I am now at a place where I have to plan out every activity on how it
fits within my treatment schedule and how my body is doing physically. That is a fun juggling act when your
body does not always cooperate. For
me a weekend trip can cause a week’s worth of needed rest. So my daily life becomes a bartering
game and series of trade offs.
The medical treatment needed to keep me going presently is complex enough to overwhelm
most people, but then add on the ridiculous complexities of transitioning from
private insurance on to Medicare and you can begin to understand the nonstop
battle for medical care that consumed my life from September through the end of
the year. Medicare has a
well-known gap in coverage that does not cover home infusion care.
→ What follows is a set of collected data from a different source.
PR #27008, opened 2025-01-16
Remove user type from UserRecord

remcowesterhoud:
## Description

`UserType` was an older concept which not relevant. We would use it to determine if a user was authorized. A default user would have all permissions. We changed this to providing explicit permissions through an Admin role instead.

 As there was no way to create users in previous released version we can safely delete the property from the records without breaking backwards compatibility. This is also why we should do it now, because in the near future we can never remove it again.

## Checklist

- [ ] for CI changes:

## Related issues

N/A


lenaschoenburg (commented):
Seems like we should be able to delete `UserType` completely now?

remcowesterhoud:
Can't believe I missed that 🤦

lenaschoenburg (approved):

PR #27012, opened 2025-01-16
Cleanup task listener jobs on element instance termination

### LINKED ISSUE #26786: When canceling instance, not all listener jobs are cleaned up
**Describe the bug**

While showcasing the new task listener feature in `8.7.0-alpha3`, I noticed that sometimes listener jobs remain activatable after the related process instance is canceled.

**To Reproduce**

- deploy process with user task and task listener
- create process instance
- trigger task listener, but don't complete job
- cancel instance
- notice that job can still be activated

**Expected behavior**

Listener jobs should be canceled when the process instance is canceled.

**Environment:**
- OS: 
- Zeebe Version:8.7.0-alpha3
- Configuration:

korthout:
## Description

This resolves a bug where the job of a task listener is not cleaned up after the element instance is terminated (e.g. when canceling the process instance, or when interrupting the user task).

This had an additional effect: an incident associated to such a job was also not cleaned up.

This PR solves both problems by:
- canceling the associated job
- resolving the associated incident

## Related issues

closes #26786


ce-dmelnych (approved):
LGTM 💯👍🏻

Thank you for enhancing the test coverage for Execution Listeners as well!

PR #28433, opened 2025-02-19
SchemaManager: Parallelize index creation

ChrisKujawa:
## Description

To make index and template creation quicker, as suggested by @entangled90.

For that we use virtual threads for the creation of indices and templates. This is to make bootstrapping quicker, especially for tests quite useful. We can see a test reduction (will post results tomorrow).

> [!Note]
>
> @npepinpe mentioned it might make more sense, to use ES async client, but for index creations I did find any async method. Open for any hints.

## Related issues

closes #

### DIFF
--- a/zeebe/exporters/camunda-exporter/src/main/java/io/camunda/exporter/schema/SchemaManager.java
+++ b/zeebe/exporters/camunda-exporter/src/main/java/io/camunda/exporter/schema/SchemaManager.java
@@ -21,11 +21,15 @@ import java.util.Set;
 import java.util.concurrent.CompletableFuture;
 import java.util.concurrent.ExecutorService;
 import java.util.concurrent.Executors;
+import java.util.concurrent.TimeUnit;
 import java.util.stream.Collectors;
+import org.agrona.LangUtil;
 import org.slf4j.Logger;
 import org.slf4j.LoggerFactory;
 
 public class SchemaManager {
+
+  public static final int INDEX_CREATION_TIMEOUT_SECONDS = 60;
   private static final Logger LOG = LoggerFactory.getLogger(SchemaManager.class);
   private final SearchEngineClient searchEngineClient;
   private final Collection<IndexDescriptor> indexDescriptors;
@@ -154,7 +158,7 @@ public class SchemaManager {
 
     // We need to wait for the completion, to make sure all indices has been created successfully
     // Doing this in parallel is still speeding up the bootstrap time
-    CompletableFuture.allOf(futures).join();
+    joinOnFutures(futures);
   }
 
   private void initialiseIndexTemplates() {
@@ -200,7 +204,23 @@ public class SchemaManager {
     // We need to wait for the completion, to make sure all indices and templates have been created
     // successfully
     // Doing this in parallel is still speeding up the bootstrap time
-    CompletableFuture.allOf(futures).join();
+    joinOnFutures(futures);
+  }
+
+  /**
+   * Join on given futures with {@link SchemaManager#INDEX_CREATION_TIMEOUT_SECONDS} as timeout.
+   *
+   * <p>All exceptions, including timeout exception, are rethrown as unchecked exception. To reduce
+   * boilerplate (exception handling), but make sure startup fails.
+   *
+   * @param futures futures that be joined on
+   */
+  private void joinOnFutures(final CompletableFuture<?>[] futures) {
+    try {
+      CompletableFuture.allOf(futures).get(INDEX_CREATION_TIMEOUT_SECONDS, TimeUnit.SECONDS);
+    } catch (final Exception e) {
+      LangUtil.rethrowUnchecked(e);
+    }
   }
 
   public void updateSchemaMappings(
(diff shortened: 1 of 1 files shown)


zeebe/exporters/camunda-exporter/src/main/java/io/camunda/exporter/schema/SchemaManager.java
```diff
@@ -85,13 +86,14 @@ private void initialiseIndices() {
...
-        searchEngineClient.getMappings(allIndexNames(), MappingSource.INDEX).keySet();
+        Collections.synchronizedSet(
+            searchEngineClient.getMappings(allIndexNames(), MappingSource.INDEX).keySet());
 
     LOG.info(
         "Found '{}' existing indices. Create missing index templates based on '{}' descriptors.",
         existingIndexNames.size(),
         indexTemplateDescriptors.size());
-    indexDescriptors.stream()
+    indexDescriptors.parallelStream()
```
entangled90, line 96: :wrench: `.parallelStream()` will spawn tasks in the static `ForkJoinPool.commonPool`. In general ForkJoinPool should not be used for blocking tasks, but:
- the max parallelism by default is 256 (which is enough for these tasks and to not block others using it)
- it's done only at startup (if needed)

Do you know if we use already this pool? If we are not then it will be allocated here and then probably stay alive. 

If  we are not using one already, we can create a local executor that we close the schema is created.

ChrisKujawa: Thanks @entangled90 for the input! I knew there was something not optimal with the fork-join pool, but didn't remember what it was. But anyhow it was mostly more a POC whether it helps :) 


We could also think about virtual threads maybe? 🤔 We have already an executor created here for the incident notification https://github.com/camunda/camunda/blob/main/zeebe/exporters/camunda-exporter/src/main/java/io/camunda/exporter/DefaultExporterResourceProvider.java#L152

entangled90: I was under the impression that until this [JEP](https://openjdk.org/jeps/491) lands it's a bit risky to use virtual threads, but i'm not up to date on those decisions.

Anyway for this task it should be ok, even if they lock the native thread it's still a better parallelism than 1 :-D

ChrisKujawa: Ok let me try this

zeebe/exporters/camunda-exporter/src/main/java/io/camunda/exporter/schema/SchemaManager.java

As most
private insurance companies have come to accept that home infusion is a far
more efficient and far less costly way to treat patients who need IV
infusions. Medicare falls behind
in not covering this treatment and instead requiring patients to go inpatient
to hospitals or nursing homes.
There is current legislation to fix this up for vote in congress, as the
national study revealed that this gap in coverage costs Medicare around $80
million annually. As the vast federal program evolved with its complicated
coverage components, home infusion fell partly through the cracks. Medicare
does cover the actual drugs given in the home. But it pays nothing for the
supplies - tubing, bags, needles, pumps - or the administrative, pharmacy, and
nursing services that may be involved. This leads to very high out of pocket
costs. I had to buy a very
expensive supplemental plan to help me afford to continue the treatment, which
I need to survive. The cost for my
treatment now costs me roughly 75% of my total monthly earnings, and will
triple my annual costs. That kind
of financial reckoning forced me to reevaluate what was important and rewrite
all of my advanced care directives to reflect the new level of financial burden
I expect my medical condition will place on my family’s finances over time.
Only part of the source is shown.